● Available data
Issue #656, opened 2023-01-19
Programmable snapshots for future blocks


stephenpdeos:
See design document: https://github.com/eosnetworkfoundation/product/pull/131

- [X] Implementation new producer_api endpoints with proper validation and changes to ephemeral state (but not yet persisting to JSON database nor actually triggering snapshots).
- [X] Persisting to JSON database and tests to ensure schedule requests persist restart.
- [x] Implement snapshot triggers from snapshot requests with proper fork handling.
- [X] producer_plugin boost tests
- [ ] Python integration test (checks fork handling and garbage collection)

PR #759, opened 2023-02-28
Programmable snapshots API

766C6164:
This PR relates to https://github.com/AntelopeIO/leap/issues/656 issue and introduces new feature - snapshot scheduling API to create, retrieve and delete/modify automated snapshot schedule.

In more details API specification with examples of it's use can be found here:
https://github.com/eosnetworkfoundation/product/blob/main/api-http/proposals/snapshot-api.md

This draft PR includes initial boost tests and will incorporate additional tests currently being finalized.


plugins/producer_plugin/include/eosio/producer_plugin/snapshot_scheduler.hpp
```diff
@@ -0,0 +1,172 @@
...
+                                                 BOOST_MULTI_INDEX_MEMBER(snapshot_request_information, uint32_t, block_spacing),
+                                                 BOOST_MULTI_INDEX_MEMBER(snapshot_request_information, uint32_t, start_block_num),
+                                                 BOOST_MULTI_INDEX_MEMBER(snapshot_request_information, uint32_t, end_block_num)>>>>;
+   snapshot_requests _snapshot_requests;
+   snapshot_db_json _snapshot_db;
+   uint32_t _snapshot_id = 0;
+   std::function<void(producer_plugin::next_function<producer_plugin::snapshot_information>)> _create_snapshot;
+
+public:
+   snapshot_scheduler() {}
```
heifner, line 64: `= default;`

plugins/producer_plugin/include/eosio/producer_plugin/snapshot_scheduler.hpp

● Your assignment
Each line from the one containing "- [x] Implement snapshot" to the final line of the entries above must be returned exactly, and no other line may appear.

● Solution for this exercise
- [x] Implement snapshot triggers from snapshot requests with proper fork handling.
- [X] producer_plugin boost tests
- [ ] Python integration test (checks fork handling and garbage collection)

PR #759, opened 2023-02-28
Programmable snapshots API

766C6164:
This PR relates to https://github.com/AntelopeIO/leap/issues/656 issue and introduces new feature - snapshot scheduling API to create, retrieve and delete/modify automated snapshot schedule.

In more details API specification with examples of it's use can be found here:
https://github.com/eosnetworkfoundation/product/blob/main/api-http/proposals/snapshot-api.md

This draft PR includes initial boost tests and will incorporate additional tests currently being finalized.


plugins/producer_plugin/include/eosio/producer_plugin/snapshot_scheduler.hpp
```diff
@@ -0,0 +1,172 @@
...
+                                                 BOOST_MULTI_INDEX_MEMBER(snapshot_request_information, uint32_t, block_spacing),
+                                                 BOOST_MULTI_INDEX_MEMBER(snapshot_request_information, uint32_t, start_block_num),
+                                                 BOOST_MULTI_INDEX_MEMBER(snapshot_request_information, uint32_t, end_block_num)>>>>;
+   snapshot_requests _snapshot_requests;
+   snapshot_db_json _snapshot_db;
+   uint32_t _snapshot_id = 0;
+   std::function<void(producer_plugin::next_function<producer_plugin::snapshot_information>)> _create_snapshot;
+
+public:
+   snapshot_scheduler() {}
```
heifner, line 64: `= default;`

plugins/producer_plugin/include/eosio/producer_plugin/snapshot_scheduler.hpp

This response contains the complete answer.